Nicholas Shanks scripsit:

> Oh. I was pretty sure in my mind that the person who registered it  
> (who's name I could not recall) had referenced a dictionary that he  
> had authored himself, partly it had stuck in my mind, and this book  
> was published in the city of Liverpool, so I assumed he was from that  
> area too. I visited a website referred to by the registration and it  
> was all about why his accent was better than everyone else's and  
> seemed generally derogatory to non-scousers. It offended me. Maybe my  
> memory is playing tricks on me, in which case I apologise unreservedly.

No problem.  Both Stan Kelly-Bootle and I are Olde Hacqueres these
days (born in 1929 and 1958 respectively), but we are quite distinct.
For example, while we both have written folk songs, his have actually
been performed by singers of note, whereas mine have been sung only
by myself.  His book on Scouse is in its sixteenth edition, whereas
my book on Lojban is still mired between its first and second edition,
without much prospect of progress.  He was awarded the first Diploma in
Computer Science from Cambridge University, whereas I have no degrees
at all.  There are many other such points.

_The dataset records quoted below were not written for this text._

PR #1669, opened 2015-03-24
Override the service migration SDK version

tgjonestx:
Addresses Rally user stories US12315, US12316 and US12317

### DIFF
--- a/facade/service.go
+++ b/facade/service.go
@@ -1530,14 +1530,14 @@ func executeMigrationScript(serviceID, tmpDir, scriptFilePath, inputFilePath str
 	if tagName != "" {
 		glog.V(2).Infof("Facade:executeMigrationScript: using docker tag=%q", tagName)
 	}
-	dokckerImage := fmt.Sprintf("%s:%s", SERVICE_MIGRATION_IMAGE_NAME, tagName)
+	dockerImage := fmt.Sprintf("%s:%s", SERVICE_MIGRATION_IMAGE_NAME, tagName)
 
 	mountPath := fmt.Sprintf("%s:/migration", tmpDir)
 	cmd := exec.Command("docker",
 		"run", "--rm", "-t",
 		"--name", "service-migration",
 		"-v", mountPath,
-		dokckerImage,
+		dockerImage,
 		"python", containerScript, containerInputFile, containerOutputFile)
 
 	glog.V(2).Infof("Facade:executeMigrationScript: service ID %+v: cmd: %v", serviceID, cmd)
--- a/facade/service.go
+++ b/facade/service.go
@@ -107,10 +107,10 @@ func (f *Facade) UpdateService(ctx datastore.Context, svc service.Service) error
 }
 
 // TODO: Should we use a lock to serialize migration for a given service? ditto for Add and UpdateService?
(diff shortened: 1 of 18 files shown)


facade/service.go
```diff
@@ -1517,15 +1518,26 @@ func executeMigrationScript(serviceID, tmpDir, scriptFilePath, inputFilePath str
...
+	if sdkVersion != "" {
+		tagName = sdkVersion
+	} else if tagOverride := os.Getenv("SERVICED_SERVICE_MIGRATION_TAG"); tagOverride != "" {
+		tagName = tagOverride
+	}
+
+	if tagName != "" {
+		glog.V(2).Infof("Facade:executeMigrationScript: using docker tag=%q", tagName)
+	}
+	dokckerImage := fmt.Sprintf("%s:%s", SERVICE_MIGRATION_IMAGE_NAME, tagName)
```
wplu: dockerImage typo?

pkg/serviced.default
```diff
@@ -126,7 +126,8 @@ SERVICED_FS_TYPE=btrfs
 # Default: 1    (enable)
 # SERVICED_MONITOR_DFS_MASTER_RESTART=1
 
+# Overrides the default for the service migration image.
+# SERVICED_SERVICE_MIGRATION_TAG=1.0.2
```
wplu: I'm not seeing this being used anywhere

tgjonestx: As I understand it, all of those settings are commented out by default, and the user can uncomment if they want to enable it.   The variable itself is referenced at line 1526 in facade/service.go
```
	} else if tagOverride := os.Getenv("SERVICED_SERVICE_MIGRATION_TAG"); tagOverride != "" {
		tagName = tagOverride
	}
```

facade/service.go
```diff
@@ -1517,15 +1518,26 @@ func executeMigrationScript(serviceID, tmpDir, scriptFilePath, inputFilePath str
...
+
 	mountPath := fmt.Sprintf("%s:/migration", tmpDir)
 	cmd := exec.Command("docker",
 		"run", "--rm", "-t",
 		"--name", "service-migration",
 		"-v", mountPath,
-		SERVICE_MIGRATION_IMAGE_NAME,
+		dokckerImage,
```
wwwtyro: Here too

script/nodes.go
```diff
@@ -114,6 +114,32 @@ func buildNode(ctx *parseContext, cmd string, args []string) (node, error) {
...
+	//try to match
+	const SDK_VERSION_PATTERN = `^SDK=([a-zA-Z0-9.\-_]+)$`
+	sdkVerRegex := regexp.MustCompile(SDK_VERSION_PATTERN)
+	matches := sdkVerRegex.FindStringSubmatch(arg)
+	if len(matches) != 2 || matches[1] == "" {
+		return "", fmt.Errorf("arg %s did not match %s", arg, SDK_VERSION_PATTERN)
+	}
+	return matches[1], nil
+}
+
```
wwwtyro: Is there any reason we wouldn't want an exact match, here? i.e., just test "abc" == "abc" ?

wwwtyro:
test this

pkg/serviced.default
wplu: ahhh - must have been different commit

As for Kelly-Bootle's alleged belief in the superiority of his own accent:
given his known and evil sense of humor, I diffidently suggest that he
was taking the Minnie out of you, as I believe y'all say in Rightpondia.
("The English-speaking nations are Rightpondia and Begrudgeria in Europe,
Leftpondia and Northicia (pronounced with four syllables) in America,
Bharattia in Asia, Sarfeffrica and Cecilia (now called Zimbabwe) in
Africa, and Downundria and Aotearoa in Oceania. Rightpondia may further
be divided into the four sub-nations of Londonia, Eboracia, Bagpipia,
and Quaint." -- me)

> This sounds like an "en-scots" vs. "sco" kind of debate.

A fine example of why trying to make firm decisions about dialects
is a tricky business.

> >>they would be better marked as "en-received" or similar.
> >
> >Register it, then.
> 
> Okay. All in favo(u)r say "Aye". ;-)

Not so fast.  You have to follow the RFC 4646 procedures, and do it back
on ietf-languages.

> Didn't quite get whether you were agreeing or disagreeing with me here.
> What I was thinking was to allow content written with one orthography  
> be read by a voice designed for a different one. Some conversion could  
> happen e.g. if an american voice was reading aluminium it could drop  
> the penultimate syllable and move the stress, instead of trying to  
> pronounce it with a Gen. Am. accent.

Quite.  I was addressing your point that "en-dixie" is superior to
"en-US-dixie" by pointing out that on the contrary the latter has
better default fallback properties.  A synthesizer that can
recognize the "en-US" part can produce at least some American voice,
whereas with "en-dixie" it will probably produce its default "en",
which may or may not be American.

> Which ones would you suggest as being problematic? I suggested en- 
> scots above, though I can;t think of any more.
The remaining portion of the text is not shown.